I may run it on my HTPC as I autostart media center anyway.
Think I'll stick with windows 7 on my main computer.
The hardware accelerated everything might be helpful on an HTPC.


----------



## TerryNet (Mar 23, 2005)

> A touch screen for a desktop or even a laptop seems like a lot of work for nothing.


My thoughts also, until I tried it. I have a 10" tablet with touch screen and Windows 7, and often use it as a netbook (with included keyboard dock). It turns out that once you get a little used to "touch" instead of "click" there are a lot of things that are easier to move your hand and touch (or swipe) than to move a mouse pointer and click. There are also a number of things that are nearly impossible with touch.

I think that a laptop with a 15" touchscreen would be very attractive. That allows using a keyboard and mouse or touchpad when appropriate, and touch and swipe when appropriate.

With a touch screen only I find it difficult to do three things (that I commonly do) with Windows 7. Unfortunately Windows 8 only partially alleviates one of these.


----------



## Elvandil (Aug 1, 2003)

I won't even attempt to run 8 on a desktop with a touch screen. Seems ridiculous. I ran the pre-release with a normal Start Menu and I'm hoping that will make it usable. But it will get installed the first time on an external just as the pre-release was so I can decide whether to upgrade. 

The tablet will be one that was designed for 8 and comes with 8.


----------



## black-wolf (Aug 8, 2008)

I have to clean my monitor enough now lol.


----------



## Compiler (Oct 11, 2006)

With RTM on a tablet... you have to swipe a certain way to get to the desktop / metro... because a button was too confusing. Its better with a tablet, but still not impressive.

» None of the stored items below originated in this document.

PR #5256, opened 2026-03-20
Simplify code generated by slice2cs --icerpc

bernardnormier:
With this PR, slice2cs --icerpc generates a single file per .ice source file, fileBase.IceRpc.cs.

It also generates the `using IceRpc.Ice.Operations` only when the source Ice Slice file contains one or more interfaces, which simplifies the logic in icerpc-csharp (no need to ever delete .IceRpc.cs files).

### DIFF
--- a/cpp/src/slice2cs/Gen.cpp
+++ b/cpp/src/slice2cs/Gen.cpp
@@ -19,19 +19,17 @@ Slice::Gen::Gen(const string& base, const string& dir, GenMode genMode, bool ena
     : _genMode(genMode),
       _enableAnalysis(enableAnalysis)
 {
-    string fileBase = base;
+    _fileBase = base;
     string::size_type pos = base.find_last_of("/\\");
     if (pos != string::npos)
     {
-        fileBase = base.substr(pos + 1);
+        _fileBase = base.substr(pos + 1);
     }
-    string file = fileBase + ".cs";
-    string iceRpcFile = fileBase + ".IceRpc.cs";
+    string file = _genMode == GenMode::IceRpc ? _fileBase + ".IceRpc.cs" : _fileBase + ".cs";
 
     if (!dir.empty())
     {
         file = dir + '/' + file;
-        iceRpcFile = dir + '/' + iceRpcFile;
     }
 
     _out.open(file.c_str());
@@ -43,38 +41,17 @@ Slice::Gen::Gen(const string& base, const string& dir, GenMode genMode, bool ena
     }
     FileTracker::instance()->addFile(file);
 
+    printHeader(_fileBase + ".ice");
     if (_genMode == GenMode::IceRpc)
     {
-        _iceRpcOut.open(iceRpcFile.c_str());
-        if (!_iceRpcOut)
-        {
-            ostringstream os;
-            os << "cannot open '" << iceRpcFile << "': " << IceInternal::errorToString(errno);
-            throw FileException(os.str());
-        }
-        FileTracker::instance()->addFile(iceRpcFile);
-    }
-
-    printHeader(_out, fileBase + ".ice", _enableAnalysis);
-    if (_genMode == GenMode::IceRpc)
-    {
-        printHeader(_iceRpcOut, fileBase + ".ice", _enableAnalysis);
-
         _out << sp;
         _out << nl << "using IceRpc.Ice;";
         _out << nl << "using IceRpc.Ice.Codec;";
-        _out << sp;
-        _out << nl << "[assembly:Ice(\"" << fileBase << ".ice\")]";
-
-        _iceRpcOut << sp;
-        _iceRpcOut << nl << "using IceRpc.Ice;";
-        _iceRpcOut << nl << "using IceRpc.Ice.Codec;";
-        _iceRpcOut << nl << "using IceRpc.Ice.Operations;";
     }
     else
     {
         _out << sp;
-        _out << nl << "[assembly:Ice.Slice(\"" << fileBase << ".ice\")]";
+        _out << nl << "[assembly:Ice.Slice(\"" << _fileBase << ".ice\")]";
     }
 }
 
@@ -84,11 +61,6 @@ Slice::Gen::~Gen()
     {
         _out << nl;
         _out.close();
-    }
-    if (_iceRpcOut.isOpen())
-    {
-        _iceRpcOut << nl;
-        _iceRpcOut.close();
     }
 }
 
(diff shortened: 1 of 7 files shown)


cpp/src/slice2cs/IceRpcVisitors.cpp
```diff
@@ -182,7 +182,26 @@ namespace
     string accessModifier(const ContainedPtr& p) { return p->hasMetadata("cs:internal") ? "internal" : "public"; }
 }
 
-Slice::IceRpc::TypesVisitor::TypesVisitor(IceInternal::Output& out) : CsVisitor(out) {}
+Slice::IceRpc::TypesVisitor::TypesVisitor(IceInternal::Output& out, std::string fileBase)
```
bernardnormier: Constructor + visitUnitStart is the only new code in the file. 

Everything else is moving existing functions around without other changes.

cpp/src/slice2cs/IceRpcVisitors.cpp
```diff
@@ -182,7 +182,26 @@ namespace
...
+bool
+Slice::IceRpc::TypesVisitor::visitUnitStart(const UnitPtr& unit)
+{
+    if (unit->contains<InterfaceDef>())
+    {
+        // The proxy and skeleton code depends on this using directive.
+        _out << nl << "using IceRpc.Ice.Operations;";
+    }
+
+    _out << nl << "[assembly:IceGeneratedCode(\"" << _fileBase << ".ice\")]";
```
bernardnormier: Renamed IceAttribute (in Codec) => IceGeneratedCodeAttribute.

cpp/src/slice2cs/IceRpcVisitors.h
```diff
@@ -28,6 +30,10 @@ namespace Slice::IceRpc
 
         void visitEnum(const EnumPtr&) final;
 
+        bool visitInterfaceDefStart(const InterfaceDefPtr&) final;
```
bernardnormier, line 31: For proxies; they are now types as well.

cpp/src/slice2cs/IceRpcVisitors.h
bernardnormier, line 12: Oddly enough, the comment was already correct. (Really it was buggy prior to this PR).

pepone (approved):

cpp/src/slice2cs/Gen.cpp
```diff
@@ -19,19 +19,17 @@ Slice::Gen::Gen(const string& base, const string& dir, GenMode genMode, bool ena
...
+    _fileBase = base;
     string::size_type pos = base.find_last_of("/\\");
     if (pos != string::npos)
     {
-        fileBase = base.substr(pos + 1);
+        _fileBase = base.substr(pos + 1);
     }
-    string file = fileBase + ".cs";
-    string iceRpcFile = fileBase + ".IceRpc.cs";
+    string file = _genMode == GenMode::IceRpc ? _fileBase + ".IceRpc.cs" : _fileBase + ".cs";
```
bernardnormier, line 28: Ice => .cs
IceRpc => .IceRpc.cs

I think it's clearer than use .cs for both. And .IceRpc.cs does indeed always depend on IceRpc.dll.

csharp/src/ZeroC.Ice.Slice.Tools/Slice2CSharpDependTask.cs
```diff
@@ -8,16 +8,10 @@ namespace ZeroC.Ice.Slice.Tools;
...
-                new TaskItem(GetGeneratedPath(source, source.GetMetadata("OutputDir"), ".IceRpc.cs"))
-            } :
-            new ITaskItem[]
-            {
-                new TaskItem(GetGeneratedPath(source, source.GetMetadata("OutputDir"), ".cs"))
-            };
+        new ITaskItem[]
+        {
+            new TaskItem(GetGeneratedPath(source, source.GetMetadata("OutputDir"), IceRpc ? ".IceRpc.cs" : ".cs"))
+        };
```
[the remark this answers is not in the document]
bernardnormier: It's not a concern as the slice2cs with IceRPC support has not shipped yet.

cpp/src/slice2cs/IceRpcVisitors.cpp
```diff
@@ -182,7 +182,26 @@ namespace
...
+
+bool
+Slice::IceRpc::TypesVisitor::visitUnitStart(const UnitPtr& unit)
+{
+    if (unit->contains<InterfaceDef>())
+    {
+        // The proxy and skeleton code depends on this using directive.
+        _out << nl << "using IceRpc.Ice.Operations;";
+    }
+
```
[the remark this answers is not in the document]
bernardnormier: Not a concern - it's all new code.

cpp/src/slice2cs/IceRpcVisitors.h
```diff
@@ -41,23 +47,11 @@ namespace Slice::IceRpc
             bool hasBase,
             const DataMemberList& fields,
             const DataMemberList& allBaseFields);
```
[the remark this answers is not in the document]
bernardnormier: Fixed name in function declaration.

cpp/src/slice2cs/Gen.cpp
```diff
@@ -19,19 +19,17 @@ Slice::Gen::Gen(const string& base, const string& dir, GenMode genMode, bool ena
...
 
     if (!dir.empty())
     {
         file = dir + '/' + file;
-        iceRpcFile = dir + '/' + iceRpcFile;
     }
```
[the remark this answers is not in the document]
bernardnormier: Should be fixed.

cpp/src/slice2cs/Gen.cpp
```diff
@@ -115,53 +87,52 @@ Slice::Gen::generate(const UnitPtr& p)
...
     else
     {
-        Slice::IceRpc::TypesVisitor typesVisitor(_out);
+        // The types visitor must be the first visitor since it optionally generates a using directive for all
+        // visitors to use.
+        Slice::IceRpc::TypesVisitor typesVisitor(_out, _fileBase);
```
InsertCreativityHere: I think it'd be a little cleaner to just have the logic here instead of shoehorned in the `TypeVisitor`.
All the code here also only runs once per file, so there's no difference vs using `visitUnitStart`.
```suggestion
        if (unit->contains<InterfaceDef>())
        {
            // The proxy and skeleton code depends on this using directive.
            _out << nl << "using IceRpc.Ice.Operations;";
        }
        _out << nl << "[assembly:IceGeneratedCode(\"" << _fileBase << ".ice\")]";Expand commentComment
        _out << sp;

        Slice::IceRpc::TypesVisitor typesVisitor(_out);
```
This also gets rid of the new `_fileBase` field on TypesVisitor, which it only uses just to write the assembly attribute.

InsertCreativityHere (approved):

cpp/src/slice2cs/Gen.cpp
bernardnormier: Fixed as suggested.

PR #5261, opened 2026-03-24
Remove the 'ice2slice' Tool

InsertCreativityHere:
It is my current understanding that we want to remove `ice2slice`, and users will now continue using their `.ice` files instead of converting them to `.slice` if they're interested in interop with Ice.

So, with a heavy heart, I `rg`ed for `ice.?slice` and removed everywhere that was related to `ice2slice`.

### DIFF
--- a/packaging/deb/debian/control
+++ b/packaging/deb/debian/control
@@ -137,6 +137,14 @@ Description: Glacier2 router
  network programming interfaces and allows you to focus your efforts on
  your application logic.
 
+Package: zeroc-ice-ice2slice
+Architecture: any
+Section: oldlibs
+Depends: ${misc:Depends}
+Breaks: zeroc-ice-slice (<< ${binary:Version})
+Description: Ice to Slice compiler
+ Transitional package - safe to remove
+
 Package: zeroc-ice-slice
 Architecture: all
 Section: devel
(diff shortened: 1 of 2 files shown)


packaging/deb/debian/control
```diff
@@ -137,24 +137,6 @@ Description: Glacier2 router
  network programming interfaces and allows you to focus your efforts on
  your application logic.
 
-Package: zeroc-ice-ice2slice
```
pepone, line 140: I think we might need a transitional package for the clean removal. My concern is this will break `apt-get upgrade`.  If you have this package installed it requires zeroc-ice-slice 3.8.0, but updated packages will pull zeroc-ice-slice 3.8.1 and since you cannot install both it will break. I think the same is true for RPMs.

externl: I don't think we'll merge this commit onto 3.8.

pepone: We still need a clean upgrade from 3.8 to 3.9. But what is the point of keeping it in 3.8 if we are not going to support it?

pepone: My understanding is that main is for now basically 3.8, we should not start yet to do 3.9 work. Maybe is better to sort this out in a issue that documents the removal.

bernardnormier: We should remove ice2slice from 3.8(.2) as well.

*Noyb* I want you and everyone to keep this in mind. When Windows 7 came out, vista disappeared out of inventory instantly. You pretty much couldn't buy vista if you wanted to (some people actually preferred vista for some odd reason). XP OEMs pretty much ran out about the time Win7 came out - but didn't prevent ThinkPad and other business from still installing Windows XP.

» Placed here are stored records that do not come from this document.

PR #5262, opened 2026-03-24
Add Support for `*` in Links to Control Whether it Links to a Proxy or a Servant Type

InsertCreativityHere:
This PR just adds support for the syntax, it doesn't go through and update all the `@see` and `@link` we have.
(Except for `PermissionsVerifier` so it's at least being a little tested). Will open a follow-up PR to update the rest.
```slice
module MyModule {
    /// This will link to a `Foo`: {@link Foo}
    /// This will link to a `FooPrx`: {@link Foo*}.
    interface Foo {}
}
```
The same logic applies to `@see` tags as well.

With regards to client-only languages: we don't generate doc-comments at all for PHP and Ruby, which just leaves MATLAB.
In MATLAB, the `*` is effectively ignored. You will always get the proxy type, since there's no servant type to link to.

### DIFF
--- a/cpp/src/Slice/DocCommentParser.cpp
+++ b/cpp/src/Slice/DocCommentParser.cpp
@@ -237,8 +237,19 @@ namespace
 
     /// Returns a pointer to the Slice element referenced by `linkText`, relative to the scope of `source`.
     /// If the link cannot be resolved, `nullptr` is returned instead.
+    ///
+    /// @remark For classes and interfaces, the resolved type will always be an `xxxDecl` and never an `xxxDef`.
     SyntaxTreeBasePtr resolveDocLink(string linkText, const ContainedPtr& source)
     {
+        assert(!linkText.empty());
+
+        // If the link ends with '*' (i.e. the syntax for linking to a proxy), remove it so we can lookup the type.
+        bool useProxyType = linkText.back() == '*';
+        if (useProxyType)
+        {
+            linkText.pop_back();
+        }
+
         // First we check if the link is to a builtin type.
         if (auto kind = Builtin::kindFromString(linkText))
         {
@@ -253,20 +264,33 @@ namespace
         }
 
         // Perform the actual lookup.
+        ContainedList results;
         auto separatorPos = linkText.find('#');
         if (separatorPos == 0)
         {
             // If the link starts with '#', it is explicitly relative to the `linkSourceScope` container.
-            ContainedList results = source->unit()->findContents(linkSourceScope->thisScope() + linkText.substr(1));
-            return (results.empty() ? nullptr : results.front());
+            results = source->unit()->findContents(linkSourceScope->thisScope() + linkText.substr(1));
         }
-        else if (separatorPos != string::npos)
+        else
         {
-            // If the link has a '#' anywhere else, convert it to '::' so we can look it up.
-            linkText.replace(separatorPos, 1, "::");
+            if (separatorPos != string::npos)
+            {
+                // If the link has a '#' anywhere else, convert it to '::' so we can look it up.
+                linkText.replace(separatorPos, 1, "::");
+            }
+            results = linkSourceScope->lookupContained(linkText, false);
         }
-        ContainedList results = linkSourceScope->lookupContained(linkText, false);
-        return (results.empty() ? nullptr : results.front());
+        // We want to use the first match, if there were any.
+        ContainedPtr result = (results.empty() ? nullptr : results.front());
+
+        // If the link ended with '*', emit a warning if the link was to a non-interface.
+        if (useProxyType && result && !dynamic_pointer_cast<InterfaceDecl>(result))
+        {
+            string msg = "'*' cannot be used with '" + result->name() + "' as it is not an interface";
+            source->unit()->warning(source->file(), source->line(), InvalidComment, msg);
+        }
+
+        return result;
     }
 
     /// Formats a code-span starting at \p pos.
@@ -334,6 +358,14 @@ namespace
 
             // Then erase the entire '{@link foo}' tag from the comment.
             line.erase(pos, endpos - pos + 1);
+
+            // If the user is missing a target after '@link', emit a warning and don't attempt a lookup.
+            if (linkText.empty())
+            {
+                const string msg = "missing link target after '" + linkTag + "' tag";
+                p->unit()->warning(p->file(), p->line(), InvalidComment, msg);
+                return;
+            }
 
             // Attempt to resolve the link, and issue a warning if the link is invalid.
             SyntaxTreeBasePtr linkTarget = resolveDocLink(linkText, p);
@@ -452,7 +484,7 @@ DocCommentParser::parseDocCommentFor(const ContainedPtr& p)
         while (true)
         {
             // We check for all inline tags all at the same time, to prevent overlap.
-            // For example: `@p hello` should _only_ be a code-span, not also a param-ref.
+            // For example: 'this `@p hello` is good' should _only_ have a code-span, not also a param-ref.
             size_t nextBacktickPos = line.find('`', pos);
             size_t nextLinkPos = line.find("{@link ", pos);
             size_t nextParamrefPos = line.find("@p", pos);
--- a/cpp/src/Slice/Grammar.y
+++ b/cpp/src/Slice/Grammar.y
@@ -1711,7 +1711,7 @@ namespace
         }
         if (!interface && expectInterfaceType)
         {
-            string msg = "'" + name + "' must be an interface";
+            string msg = "'*' cannot be used with '" + name + "' as it is not an interface";
             currentUnit->error(msg);
         }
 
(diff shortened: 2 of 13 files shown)


cpp/src/slice2swift/SwiftUtil.cpp
```diff
@@ -348,6 +344,14 @@ Slice::Swift::swiftLinkFormatter(const string& rawLink, const ContainedPtr& sour
         string mappedLink = Slice::Swift::getRelativeTypeString(contained, sourceModule) + nameSuffix;
         std::replace(mappedLink.begin(), mappedLink.end(), '.', '/');
 
+        // Unfortunately, we always have to get the mapped name of the proxy type, then fix it afterwards.
+        // The code-gen takes `InterfaceDecl` to mean "a proxy" and `InterfaceDef` to mean "a servant". But it's
+        // possible a user only declared an interface, and didn't define it, so we can't assume the `Def` exists.
+        if (dynamic_pointer_cast<InterfaceDecl>(contained) && !useProxyType)
+        {
+            mappedLink.erase(mappedLink.length() - 3);
```
externl: Can we just "rstrip" `Prx` from the end instead of using a magic number?

externl (approved):

cpp/src/slice2swift/SwiftUtil.cpp
InsertCreativityHere: Hah, `rstrip` in the C++ standard library? If only : vP There's no function I know of (nor Claude) like that. `string_view` has a `remove_suffix`, but A) we need a `string` here, and B) it still just takes a count anyways.

I guess we could do this:
```suggestion
            mappedLink.erase(mappedLink.length() - (sizeof("Prx") - 1));
```
or actually even this is better:
```suggestion
            mappedLink.erase(mappedLink.length() - strlen("Prx"));
```
Do you think this is an improvement? Not clear to me.

cpp/src/Slice/Grammar.y
```diff
@@ -1711,7 +1711,7 @@ namespace
         }
         if (!interface && expectInterfaceType)
         {
-            string msg = "'" + name + "' must be an interface";
```
bernardnormier, line 1714: We should consider moving these functions to GrammarUtil.h (for a separate PR)

cpp/src/slice2cs/IceRpcCsUtil.cpp
```diff
@@ -572,14 +572,14 @@ Slice::Csharp::icerpcLinkFormatter(const string& rawLink, const ContainedPtr& so
         result << "cref=\"";
         if (auto operationTarget = dynamic_pointer_cast<Operation>(target))
         {
-            // link to the method on the proxy interface
+            // link to the method on the proxy interface.
```
bernardnormier, line 575: proxy struct

cpp/src/slice2cs/IceRpcCsUtil.cpp
```diff
@@ -572,14 +572,14 @@ Slice::Csharp::icerpcLinkFormatter(const string& rawLink, const ContainedPtr& so
...
             result << getUnqualified(operationTarget->interface(), sourceScope, "", "Proxy") << "."
                    << removeEscapePrefix(operationTarget->mappedName()) << "Async";
         }
-        else if (auto interfaceTarget = dynamic_pointer_cast<InterfaceDecl>(target))
+        else if (dynamic_pointer_cast<InterfaceDecl>(target) && rawLink.back() == '*')
         {
             // link to the proxy interface
```
bernardnormier, line 581: proxy struct

cpp/src/slice2cs/IceRpcCsUtil.cpp
bernardnormier: Should also check for `*` to distinguish between interface and service?

cpp/src/slice2cs/IceRpcCsUtil.cpp
```diff
@@ -572,14 +572,14 @@ Slice::Csharp::icerpcLinkFormatter(const string& rawLink, const ContainedPtr& so
...
-            result << getUnqualified(interfaceTarget, sourceScope, "", "Proxy");
+            result << getUnqualified(contained, sourceScope, "", "Proxy");
```
bernardnormier, line 582: The service interface is `getUnqualified(contained, sourceScope, "I", "Service");`

cpp/src/slice2matlab/Gen.cpp
```diff
@@ -3318,6 +3318,7 @@ Slice::matlabLinkFormatter(const string& rawLink, const ContainedPtr&, const Syn
             displayText = opTarget->mappedName();
             linkText = interfaceDef->mappedScoped(".") + "Prx" + "/" + displayText;
         }
+        // Don't check for trailing '*', since MATLAB _only_ generates proxy types, not servant types.
```
bernardnormier, line 3321: I think it's odd to generate a link for the proxy when the author of the Slice doc-comment explicitly asked for a doc-comment to the server-side interface/skeleton.

I'd rather not generate any link to this case.

cpp/src/slice2swift/SwiftUtil.cpp
```diff
@@ -348,6 +344,14 @@ Slice::Swift::swiftLinkFormatter(const string& rawLink, const ContainedPtr& sour
         string mappedLink = Slice::Swift::getRelativeTypeString(contained, sourceModule) + nameSuffix;
         std::replace(mappedLink.begin(), mappedLink.end(), '.', '/');
 
+        // Unfortunately, we always have to get the mapped name of the proxy type, then fix it afterwards.
+        // The code-gen takes `InterfaceDecl` to mean "a proxy" and `InterfaceDef` to mean "a servant". But it's
```
bernardnormier, line 349: I find this comment confusing. AFAIK, `target` here is never an `InterfaceDef`, and this comment suggests it could be.

cpp/src/slice2swift/SwiftUtil.cpp
InsertCreativityHere: I changed it to `strlen("Prx")`. More clear what we're doing.

cpp/src/Slice/DocCommentParser.cpp
```diff
@@ -253,20 +264,33 @@ namespace
...
         }
-        ContainedList results = linkSourceScope->lookupContained(linkText, false);
-        return (results.empty() ? nullptr : results.front());
+        // We want to use the first match, if there were any.
+        ContainedPtr result = (results.empty() ? nullptr : results.front());
+
+        // If the link ended with '*', emit a warning if the link was to a non-interface.
+        if (useProxyType && result && !dynamic_pointer_cast<InterfaceDecl>(result))
+        {
+            string msg = "'*' cannot be used with '" + result->name() + "' as it is not an interface";
```
pepone, line 289: Doesn't the Grammar has a similar check, why are both required?

cpp/src/slice2js/JsUtil.cpp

Considering how MUCH microsoft is shoving metro down our throats (ahem) - I mean "Windows 8 style user interface" or simply "windows 8" - which is now the official idiotic name. I'm betting Win7 will be gone very quickly. Already, some are buying spare copies, screaming about going to Linux and Mac.

Other things MS is doing:
1 - ripped out all code for the Start Menu/button (no hack to re-activate) Why?
2 - ripped out the code to allows you to go from log-in directory to the desktop... this is from RTM, not the preview versions.... gee, they really want you using Metro, huh?
3 - ripped out metro... the UI style is now metrolized... its quite ugly.
4 - No longer selling OEM versions to general public... supposed to be a 5-pack only. (highly rumored).

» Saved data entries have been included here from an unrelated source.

PR #5911, opened 2026-07-09
Don't drop detected server terminations on a pipe read error in the Activator

bernardnormier:
Fixes item L3 of #5844.

In the POSIX termination listener, once one server's status pipe reached EOF, its process was moved to the local `terminated` vector and erased from `_processes`. If a later fd in the same `select()` batch then failed its `read()`, the listener threw immediately: the `terminated` vector was destroyed and `server->terminated()` was never called for the already-erased processes, leaving those servers permanently "active" on the node (the listener restart re-scans `_processes`, which no longer contains them).

Two changes:

- A hard read failure is now captured in an `exception_ptr` and rethrown only after the detected terminations have been dispatched. The rethrow still lands in `runTerminationListener`'s catch, which logs the error and restarts the listener, exactly as before.
- `read()` is retried on `EINTR` instead of treating an interrupted call as a pipe failure — consistent with the `select()` call above, which already retries on `EINTR`/`EPROTO`.

Internal robustness with no realistic reported symptom, so no CHANGELOG entry. Windows uses per-process wait handles and has no shared failure path, so it is unaffected.

### DIFF
--- a/cpp/src/IceGrid/Activator.cpp
+++ b/cpp/src/IceGrid/Activator.cpp
@@ -1316,6 +1316,7 @@ Activator::terminationListener()
 
         vector<Process> terminated;
         bool deactivated = false;
+        exception_ptr readException;
         {
             lock_guard lock(_mutex);
 
@@ -1346,9 +1347,21 @@ Activator::terminationListener()
                 //
                 // Read the message over the pipe.
                 //
-                while ((rs = read(fd, &s, 16)) > 0) // NOLINT(clang-analyzer-unix.BlockInCriticalSection)
+                while (true)
                 {
-                    message.append(s, static_cast<size_t>(rs));
+                    rs = read(fd, &s, 16); // NOLINT(clang-analyzer-unix.BlockInCriticalSection)
+                    if (rs > 0)
+                    {
+                        message.append(s, static_cast<size_t>(rs));
+                    }
+                    else if (rs == -1 && errno == EINTR)
+                    {
+                        continue; // Interrupted by a signal: retry.
+                    }
+                    else
+                    {
+                        break; // EOF or error.
+                    }
                 }
 
                 //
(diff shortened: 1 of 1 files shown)


pepone (approved):
Approving — traced this end-to-end and it correctly closes the drop.

Capturing the read failure in an `exception_ptr` and rethrowing it after the `for (terminated)` dispatch loop means every already-erased server gets `terminated()` before the exception propagates. `SyscallException` derives from `Ice::Exception`, so it still lands in `runTerminationListener`'s `catch (const Exception&)` → log → restart, exactly as the old immediate throw did — just deferred.

A few things I checked:

- The read `throw` was the only throw in the detection lock scope (the other early `return` fires before any termination is detected, so `terminated` is empty). Nothing else between the erase and the dispatch loop throws.
- `deactivated` can't be shadowed by the new rethrow-first ordering: a hard read error leaves the failed process in `_processes`, so `deactivated` is necessarily false when `readException` is set.
- Breaking out early only defers the other ready fds — pipe EOF/error is level-triggered, so `select()` re-reports them on restart. Strictly better than before, which abandoned the collected terminations too.
- The `EINTR` retry is safe: `process.pipeFd` is `O_NONBLOCK` (set right after fork), so the read-under-lock returns `EAGAIN` rather than blocking, and `continue` only fires on transient `EINTR`; after the loop `rs` is always 0 or -1 and the `errno != EAGAIN || message.empty()` test is unchanged from before.

Agree with the no-CHANGELOG call (internal robustness, no realistic reported symptom) and the Windows exemption (per-process wait handles, no shared failure path).

cpp/src/IceGrid/Activator.cpp
```diff
@@ -1346,9 +1347,21 @@ Activator::terminationListener()
                 //
                 // Read the message over the pipe.
                 //
-                while ((rs = read(fd, &s, 16)) > 0) // NOLINT(clang-analyzer-unix.BlockInCriticalSection)
+                while (true)
                 {
-                    message.append(s, static_cast<size_t>(rs));
+                    rs = read(fd, &s, 16); // NOLINT(clang-analyzer-unix.BlockInCriticalSection)
```
pepone, line 1352: Not for this PR — but while we're in this read loop: the `16` here and the `char s[16]` above are the same magic number written twice, so they have to be kept in sync by hand (drift → truncated read or a stack overflow). Filed #5917 to switch these to `read(fd, s, sizeof(s))` across the three copies (here, the child-side read at ~L871, and Ice/Service.cpp).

I've already decided to migrate to LinuxMint. It won't be this year... but my Win8 test notebook will soon change to my LinuxMint notebook to get my feet wet. I've already tried it out on my previous Win8 desktop test system... and Linux is more comfortable than Win8... and the price is better than Microsofts. $0.

I would never ever ever ever install windows8 on any of my computers. I did it with vista without missing a thing... I was prepared to use XP well past 2015. Other than a legacy gaming Windows PC, my computers should be on Linux before 2014. I'll buy a PS3 or PS4 for games and be done with Microsoft.


----------



## black-wolf (Aug 8, 2008)

> I would never ever ever ever install windows8 on any of my computers. I did it with vista without missing a thing... I was prepared to use XP well past 2015. Other than a legacy gaming Windows PC, my computers should be on Linux before 2014. I'll buy a PS3 or PS4 for games and be done with Microsoft


I would hate to give up gaming, but if I have to game with a game pad. I quit..
Also, there would be no fun in building a high end, fast system.


----------



## davehc (Oct 4, 2006)

The comments in this thread lead me to believe, in some cases, that they are hackneyed from very early, similar, posts in other forums. Terry's observation: " _*That allows using a keyboard and mouse or touchpad when appropriate, and touch and swipe when appropriate*_." is correct, and worth emphasis.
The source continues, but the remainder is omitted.